INSTRUCTIONS TO FOLLOW = An exact reprint of the data below is required, line for line.

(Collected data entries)
=== Begin Enclosure ===

PR #7610, opened 2026-08-10
fix(secret-sync): honour disableSecretDeletion in the Azure DevOps sync

### LINKED ISSUE #7609: Azure DevOps sync ignores the Disable Secret Deletion option
### Product

Secret Sync

### Describe the bug

`disableSecretDeletion` is enforced individually by each secret sync rather than centrally in `secret-sync-fns.ts`. Of the 44 destinations with a `*-sync-fns.ts`, 43 read the flag somewhere in their sync path. `azure-devops` is the only one whose sync functions never reference it at all:

```console
$ grep -rn "disableSecretDeletion" backend/src/services/secret-sync/azure-devops/
$ 
```

The comparable destinations all guard their prune step, in one of a few shapes:

```ts
// vercel, 1password, databricks, ... 
if (secretSync.syncOptions.disableSecretDeletion) return;

// aws-parameter-store, aws-secrets-manager
if (syncOptions.disableSecretDeletion) return { createdSecretKeys, updatedSecretKeys, deletedSecretKeys };

// gcp
if (secretSync.syncOptions.disableSecretDeletion) continue;
```

### Why it matters here specifically

`azure-devops-sync-fns.ts` builds its payload from the Infisical secret map alone, then PUTs the whole variable group:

=== End Enclosure ===

ANSWER BELOW =
PR #7610, opened 2026-08-10
fix(secret-sync): honour disableSecretDeletion in the Azure DevOps sync

### LINKED ISSUE #7609: Azure DevOps sync ignores the Disable Secret Deletion option
### Product

Secret Sync

### Describe the bug

`disableSecretDeletion` is enforced individually by each secret sync rather than centrally in `secret-sync-fns.ts`. Of the 44 destinations with a `*-sync-fns.ts`, 43 read the flag somewhere in their sync path. `azure-devops` is the only one whose sync functions never reference it at all:

```console
$ grep -rn "disableSecretDeletion" backend/src/services/secret-sync/azure-devops/
$ 
```

The comparable destinations all guard their prune step, in one of a few shapes:

```ts
// vercel, 1password, databricks, ... 
if (secretSync.syncOptions.disableSecretDeletion) return;

// aws-parameter-store, aws-secrets-manager
if (syncOptions.disableSecretDeletion) return { createdSecretKeys, updatedSecretKeys, deletedSecretKeys };

// gcp
if (secretSync.syncOptions.disableSecretDeletion) continue;
```

### Why it matters here specifically

`azure-devops-sync-fns.ts` builds its payload from the Infisical secret map alone, then PUTs the whole variable group:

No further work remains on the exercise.